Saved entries
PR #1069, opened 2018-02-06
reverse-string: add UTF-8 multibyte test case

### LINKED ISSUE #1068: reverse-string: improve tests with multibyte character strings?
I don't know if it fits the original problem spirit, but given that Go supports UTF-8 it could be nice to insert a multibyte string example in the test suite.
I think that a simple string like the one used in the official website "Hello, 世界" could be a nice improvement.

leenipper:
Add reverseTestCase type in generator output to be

→ **Work instruction**: Note every line above where the string "that" shows up, and copy those lines.

→ **Response area**:
I don't know if it fits the original problem spirit, but given that Go supports UTF-8 it could be nice to insert a multibyte string example in the test suite.
I think that a simple string like the one used in the official website "Hello, 世界" could be a nice improvement.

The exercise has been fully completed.